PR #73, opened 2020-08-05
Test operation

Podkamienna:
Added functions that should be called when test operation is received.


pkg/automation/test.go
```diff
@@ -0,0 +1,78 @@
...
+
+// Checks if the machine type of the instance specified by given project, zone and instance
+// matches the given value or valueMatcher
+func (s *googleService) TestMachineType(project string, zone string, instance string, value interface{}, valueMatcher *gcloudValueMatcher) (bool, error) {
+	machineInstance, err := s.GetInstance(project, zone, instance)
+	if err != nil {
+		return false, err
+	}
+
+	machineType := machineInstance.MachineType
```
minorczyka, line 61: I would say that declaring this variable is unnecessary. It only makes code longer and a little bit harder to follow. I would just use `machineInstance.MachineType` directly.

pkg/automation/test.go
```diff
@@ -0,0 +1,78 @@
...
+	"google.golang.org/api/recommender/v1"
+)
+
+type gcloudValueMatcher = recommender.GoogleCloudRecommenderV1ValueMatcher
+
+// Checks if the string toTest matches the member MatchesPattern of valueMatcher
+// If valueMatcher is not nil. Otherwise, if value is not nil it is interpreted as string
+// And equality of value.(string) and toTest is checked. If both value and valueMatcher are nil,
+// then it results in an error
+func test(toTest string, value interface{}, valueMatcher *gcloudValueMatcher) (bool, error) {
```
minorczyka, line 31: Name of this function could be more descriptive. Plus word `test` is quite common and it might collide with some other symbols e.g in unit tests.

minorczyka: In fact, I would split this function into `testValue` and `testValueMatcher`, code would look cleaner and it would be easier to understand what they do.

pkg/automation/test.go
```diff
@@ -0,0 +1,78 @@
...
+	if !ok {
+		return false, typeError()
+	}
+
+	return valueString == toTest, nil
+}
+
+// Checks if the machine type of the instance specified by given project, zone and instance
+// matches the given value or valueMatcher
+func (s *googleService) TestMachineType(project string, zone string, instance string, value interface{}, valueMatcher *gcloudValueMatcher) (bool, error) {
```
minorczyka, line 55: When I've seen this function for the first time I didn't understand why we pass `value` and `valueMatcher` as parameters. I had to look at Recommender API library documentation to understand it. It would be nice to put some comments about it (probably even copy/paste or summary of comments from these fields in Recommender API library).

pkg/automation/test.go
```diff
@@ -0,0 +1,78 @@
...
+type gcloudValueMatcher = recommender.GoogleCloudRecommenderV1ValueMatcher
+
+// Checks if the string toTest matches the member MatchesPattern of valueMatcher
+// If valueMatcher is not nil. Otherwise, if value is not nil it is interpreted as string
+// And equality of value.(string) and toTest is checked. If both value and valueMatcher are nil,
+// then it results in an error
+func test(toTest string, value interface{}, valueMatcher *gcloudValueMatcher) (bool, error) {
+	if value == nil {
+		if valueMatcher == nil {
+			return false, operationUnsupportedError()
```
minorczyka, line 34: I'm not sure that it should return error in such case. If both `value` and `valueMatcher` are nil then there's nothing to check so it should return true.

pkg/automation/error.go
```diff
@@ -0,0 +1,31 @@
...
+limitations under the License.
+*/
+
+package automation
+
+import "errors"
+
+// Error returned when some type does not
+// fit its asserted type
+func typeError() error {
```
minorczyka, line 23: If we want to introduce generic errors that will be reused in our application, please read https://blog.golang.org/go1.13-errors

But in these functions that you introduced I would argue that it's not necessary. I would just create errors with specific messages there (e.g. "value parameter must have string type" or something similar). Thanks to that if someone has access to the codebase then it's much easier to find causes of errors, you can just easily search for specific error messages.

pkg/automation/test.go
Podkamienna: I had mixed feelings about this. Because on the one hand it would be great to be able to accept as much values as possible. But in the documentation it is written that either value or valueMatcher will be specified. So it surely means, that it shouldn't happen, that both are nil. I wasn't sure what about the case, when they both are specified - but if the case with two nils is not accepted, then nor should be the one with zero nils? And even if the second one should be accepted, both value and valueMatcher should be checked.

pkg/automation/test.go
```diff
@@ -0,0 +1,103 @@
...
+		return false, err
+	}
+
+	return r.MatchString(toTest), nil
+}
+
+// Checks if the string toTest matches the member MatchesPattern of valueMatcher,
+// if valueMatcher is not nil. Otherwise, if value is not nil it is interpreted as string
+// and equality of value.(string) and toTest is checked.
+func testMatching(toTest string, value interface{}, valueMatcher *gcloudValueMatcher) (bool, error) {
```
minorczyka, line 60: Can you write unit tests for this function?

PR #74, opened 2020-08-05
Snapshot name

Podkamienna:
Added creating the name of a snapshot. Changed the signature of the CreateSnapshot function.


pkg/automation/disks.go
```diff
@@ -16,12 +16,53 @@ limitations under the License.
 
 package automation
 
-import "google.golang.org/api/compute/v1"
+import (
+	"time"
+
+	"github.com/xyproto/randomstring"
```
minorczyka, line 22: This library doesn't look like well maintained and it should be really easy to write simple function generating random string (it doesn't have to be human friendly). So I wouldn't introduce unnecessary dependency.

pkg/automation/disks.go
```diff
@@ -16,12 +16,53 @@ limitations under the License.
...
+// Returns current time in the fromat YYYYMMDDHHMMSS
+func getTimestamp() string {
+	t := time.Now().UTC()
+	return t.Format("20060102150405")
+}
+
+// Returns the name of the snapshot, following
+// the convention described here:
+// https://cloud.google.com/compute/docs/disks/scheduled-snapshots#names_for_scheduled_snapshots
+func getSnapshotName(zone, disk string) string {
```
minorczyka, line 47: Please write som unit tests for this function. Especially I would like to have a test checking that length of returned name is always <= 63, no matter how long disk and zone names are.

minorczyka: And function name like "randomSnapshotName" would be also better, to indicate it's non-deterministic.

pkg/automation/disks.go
________________________
**WORK REQUEST**:
The answer should reproduce each entry above in full.

**SOLUTION TO THIS PROBLEM**:
PR #73, opened 2020-08-05
Test operation

Podkamienna:
Added functions that should be called when test operation is received.


pkg/automation/test.go
```diff
@@ -0,0 +1,78 @@
...
+
+// Checks if the machine type of the instance specified by given project, zone and instance
+// matches the given value or valueMatcher
+func (s *googleService) TestMachineType(project string, zone string, instance string, value interface{}, valueMatcher *gcloudValueMatcher) (bool, error) {
+	machineInstance, err := s.GetInstance(project, zone, instance)
+	if err != nil {
+		return false, err
+	}
+
+	machineType := machineInstance.MachineType
```
minorczyka, line 61: I would say that declaring this variable is unnecessary. It only makes code longer and a little bit harder to follow. I would just use `machineInstance.MachineType` directly.

pkg/automation/test.go
```diff
@@ -0,0 +1,78 @@
...
+	"google.golang.org/api/recommender/v1"
+)
+
+type gcloudValueMatcher = recommender.GoogleCloudRecommenderV1ValueMatcher
+
+// Checks if the string toTest matches the member MatchesPattern of valueMatcher
+// If valueMatcher is not nil. Otherwise, if value is not nil it is interpreted as string
+// And equality of value.(string) and toTest is checked. If both value and valueMatcher are nil,
+// then it results in an error
+func test(toTest string, value interface{}, valueMatcher *gcloudValueMatcher) (bool, error) {
```
minorczyka, line 31: Name of this function could be more descriptive. Plus word `test` is quite common and it might collide with some other symbols e.g in unit tests.

minorczyka: In fact, I would split this function into `testValue` and `testValueMatcher`, code would look cleaner and it would be easier to understand what they do.

pkg/automation/test.go
```diff
@@ -0,0 +1,78 @@
...
+	if !ok {
+		return false, typeError()
+	}
+
+	return valueString == toTest, nil
+}
+
+// Checks if the machine type of the instance specified by given project, zone and instance
+// matches the given value or valueMatcher
+func (s *googleService) TestMachineType(project string, zone string, instance string, value interface{}, valueMatcher *gcloudValueMatcher) (bool, error) {
```
minorczyka, line 55: When I've seen this function for the first time I didn't understand why we pass `value` and `valueMatcher` as parameters. I had to look at Recommender API library documentation to understand it. It would be nice to put some comments about it (probably even copy/paste or summary of comments from these fields in Recommender API library).

pkg/automation/test.go
```diff
@@ -0,0 +1,78 @@
...
+type gcloudValueMatcher = recommender.GoogleCloudRecommenderV1ValueMatcher
+
+// Checks if the string toTest matches the member MatchesPattern of valueMatcher
+// If valueMatcher is not nil. Otherwise, if value is not nil it is interpreted as string
+// And equality of value.(string) and toTest is checked. If both value and valueMatcher are nil,
+// then it results in an error
+func test(toTest string, value interface{}, valueMatcher *gcloudValueMatcher) (bool, error) {
+	if value == nil {
+		if valueMatcher == nil {
+			return false, operationUnsupportedError()
```
minorczyka, line 34: I'm not sure that it should return error in such case. If both `value` and `valueMatcher` are nil then there's nothing to check so it should return true.

pkg/automation/error.go
```diff
@@ -0,0 +1,31 @@
...
+limitations under the License.
+*/
+
+package automation
+
+import "errors"
+
+// Error returned when some type does not
+// fit its asserted type
+func typeError() error {
```
minorczyka, line 23: If we want to introduce generic errors that will be reused in our application, please read https://blog.golang.org/go1.13-errors

But in these functions that you introduced I would argue that it's not necessary. I would just create errors with specific messages there (e.g. "value parameter must have string type" or something similar). Thanks to that if someone has access to the codebase then it's much easier to find causes of errors, you can just easily search for specific error messages.

pkg/automation/test.go
Podkamienna: I had mixed feelings about this. Because on the one hand it would be great to be able to accept as much values as possible. But in the documentation it is written that either value or valueMatcher will be specified. So it surely means, that it shouldn't happen, that both are nil. I wasn't sure what about the case, when they both are specified - but if the case with two nils is not accepted, then nor should be the one with zero nils? And even if the second one should be accepted, both value and valueMatcher should be checked.

pkg/automation/test.go
```diff
@@ -0,0 +1,103 @@
...
+		return false, err
+	}
+
+	return r.MatchString(toTest), nil
+}
+
+// Checks if the string toTest matches the member MatchesPattern of valueMatcher,
+// if valueMatcher is not nil. Otherwise, if value is not nil it is interpreted as string
+// and equality of value.(string) and toTest is checked.
+func testMatching(toTest string, value interface{}, valueMatcher *gcloudValueMatcher) (bool, error) {
```
minorczyka, line 60: Can you write unit tests for this function?

PR #74, opened 2020-08-05
Snapshot name

Podkamienna:
Added creating the name of a snapshot. Changed the signature of the CreateSnapshot function.


pkg/automation/disks.go
```diff
@@ -16,12 +16,53 @@ limitations under the License.
 
 package automation
 
-import "google.golang.org/api/compute/v1"
+import (
+	"time"
+
+	"github.com/xyproto/randomstring"
```
minorczyka, line 22: This library doesn't look like well maintained and it should be really easy to write simple function generating random string (it doesn't have to be human friendly). So I wouldn't introduce unnecessary dependency.

pkg/automation/disks.go
```diff
@@ -16,12 +16,53 @@ limitations under the License.
...
+// Returns current time in the fromat YYYYMMDDHHMMSS
+func getTimestamp() string {
+	t := time.Now().UTC()
+	return t.Format("20060102150405")
+}
+
+// Returns the name of the snapshot, following
+// the convention described here:
+// https://cloud.google.com/compute/docs/disks/scheduled-snapshots#names_for_scheduled_snapshots
+func getSnapshotName(zone, disk string) string {
```
minorczyka, line 47: Please write som unit tests for this function. Especially I would like to have a test checking that length of returned name is always <= 63, no matter how long disk and zone names are.

minorczyka: And function name like "randomSnapshotName" would be also better, to indicate it's non-deterministic.

pkg/automation/disks.go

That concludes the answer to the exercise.